The Houston Fire Department Offers Safety Tips After Multiple Cooking Fires This Past Month

This May 2012, the Houston Fire Department (HFD) responded to at least eight fires related to cooking. The cause of the fires included unattended cooking, burned food and cooking with grease. Although there were no reported injuries, the fires caused a combined $65,500 in damage.

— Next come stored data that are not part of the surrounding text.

PR #2295, opened 2023-11-09
fix(DTFS2-6788): nunjucks boolean check

abhi-markan:
## Introduction ✏️ 
EC are being shown as all failed on TFM.

## Resolution ✔️ 
* Updated condition to Boolean instead of a String.

## Miscellaneous ➕ 
* Dependencies updates


trade-finance-manager-ui/templates/case/deal/_macros/eligibility-criteria-answer-tag.njk
```diff
@@ -1,12 +1,10 @@
 {% from "govuk/components/tag/macro.njk" import govukTag %}
 
 {% macro render(params) %}
-
-  {% if params.answer === 'true' %}
+  {% if params.answer === true %}
```
lmarrai-sw, line 4: @abhi-markan do we need `=== true` or can we just use `if params.answer`?

lmarrai-sw (dismissed):

lmarrai-sw (dismissed):

lmarrai-sw (dismissed):

lmarrai-sw (approved):

PR #3337, opened 2024-07-29
feat(FN-3195): add script to mark fee records of complete reports as reconciled

RLavender98:
## Introduction :pencil2:
We will have reports that were manually reconciled when we turn on the new reconciliation pages, and if the fee records are still at TO_DO status then this will cause errors if a user tries to view the page.

- Add SQL script to update fee records of reconciled reports to reconciled that we can run when we turn on the reconciliation journey

- Seed a manually completed report with the statuses we expect after running the script so that we have mimic old data for local dev going forwards


JoshBinns2000 (approved):
LGTM!

PR #3339, opened 2024-07-30
feat(FN-NONE): fix tfm scripts build

JoshBinns2000:
## Important ⚠️ 
This PR looks like it removes a large amount of code. What has actually happened is that when webpack builds the scripts, it outputs a file with a single line of code. This line can be very long, though, and prettier converted it into a much longer file. Re-running `npm run build` without formatting therefore appears to remove a massive number of lines despite not changing any of the code.

## Introduction :pencil2:
When we run the `npm run build` command in `trade-finance-manager-ui`, it rebuilds files that we previously formatted in the prettier PR. This PR rebuilds those files without formatting and updates the integrity validations so that running `npm run build` in the future will not re-update these files.

- Updates the files
- Updates the integrity validations

- Fixes some e2e test which failed due to the date being 31/07/2024


AlexBramhill (approved):

AlexBramhill (approved):

e2e-tests/tfm/cypress/e2e/journeys/case-amendments/add-bank-decision-proceed.spec.js
```diff
@@ -101,8 +101,8 @@ context('Amendments underwriting - add banks decision - proceed', () => {
     cy.url().should('contain', 'cover-end-date');
 
     amendmentsPage.amendmentCoverEndDateDayInput().clear().focused().type(dateConstants.tomorrowDay);
-    amendmentsPage.amendmentCoverEndDateMonthInput().clear().focused().type(dateConstants.todayMonth);
-    amendmentsPage.amendmentCoverEndDateYearInput().clear().focused().type(dateConstants.todayYear);
+    amendmentsPage.amendmentCoverEndDateMonthInput().clear().focused().type(dateConstants.tomorrowMonth);
```
abhi-markan, line 104: Will this fail when running tomorrow?
I think I have seen something similar before where an E2E was failing on a specific date.

abhi-markan (changes requested):
Good spot on the prettier formatted `JS` files, as part of this PR could you also please:
* Check `gef-ui` and `portal` please.
* Add `/public` directory to `.prettierignore` and ESLint ignore path, as I fear running `lint:all` locally will pretty fix these files again.

e2e-tests/tfm/cypress/e2e/journeys/case-amendments/add-bank-decision-proceed.spec.js
JoshBinns2000: No - line 103 uses the `tomorrowDay` constant, but the previous 104 and 105 were using `todayMonth` and `todayYear` which explains why it had been passing every day up to now

AlexBramhill (approved):

e2e-tests/gef/cypress/e2e/facility/about-facility.spec.js
```diff
@@ -217,13 +217,12 @@ context('About Facility Page', () => {
       cy.visit(relative(`/gef/application-details/${application.id}/facilities/${facilityId}/about-facility`));
       aboutFacility.facilityName().should('have.value', 'Name');
       aboutFacility.shouldCoverStartOnSubmissionNo().should('be.checked');
-      aboutFacility.coverStartDateDay().should('have.value', now.getDate());
-      aboutFacility.coverStartDateMonth().should('have.value', now.getMonth() + 1);
-      aboutFacility.coverStartDateYear().should('have.value', now.getFullYear());
-      aboutFacility.coverEndDateDay().should('have.value', now.getDate());
```
AlexBramhill, line 223: I'd be super interested to know if there was an issue with exactly one year in the future (hopefully not!) or if this is done for simplicity of reading

AlexBramhill (dismissed):
approved, feel free to pm me the answer to that question -- I'd prefer exactly one day in the future if theres no other reason but happy to merge as is if there is good reason

AlexBramhill (dismissed):

AlexBramhill (approved):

HFD reminds residents that cooking is the number one cause of residential fires and is preventable by following these safety tips:

  • Use a moderate cooking temperature
  • Don't overfill the container
  • If you must leave the kitchen, turn the burner off (Unattended cooking is the primary cause of kitchen fires. Over half of these are grease/oil fires.)
  • Turn pot handles away from the front of the stove. Curious children may reach up and grab the handle, pulling the hot contents down on themselves.
  • Don't position handle over another burner, it may catch on fire or burn someone who touches it.
  • Wear short sleeves or tight fitting long sleeves when cooking to reduce a clothing fire hazard.
  • If you have long hair, secure it, so it doesn't fall onto a hot burner or into gas flames.
  • Shield yourself from scalding steam when lifting lids from hot pans.
  • Make sure pot holders are not too close to the stove. They could catch fire!
  • Keep ovens, broilers, stove tops, and exhaust ducts free from grease.
  • If there is a fire in the oven - Turn off the oven and keep the oven door closed.
  • Always, have a working smoke detector!
  • Over half the people attempting to extinguish a kitchen fire are injured. Often the best advice is to get everyone out of the house and call the fire department (911) from a neighbor's house.
  • Never try to move the pan, don't throw water on it, and don't put flour on it.
  • If you attempt to extinguish the fire, it is best to use a class ABC multipurpose fire extinguisher. Follow the manufacturer's instructions - stay back 6 to 8 feet and be careful not to spray the grease out of the pan. Baking soda can also smother the fire. If the fire has not burned for more than fifteen seconds, it may still be possible to turn the burner off and use a tight fitting lid to smother the fire, but only if the fire is still small and has not spread beyond the pan.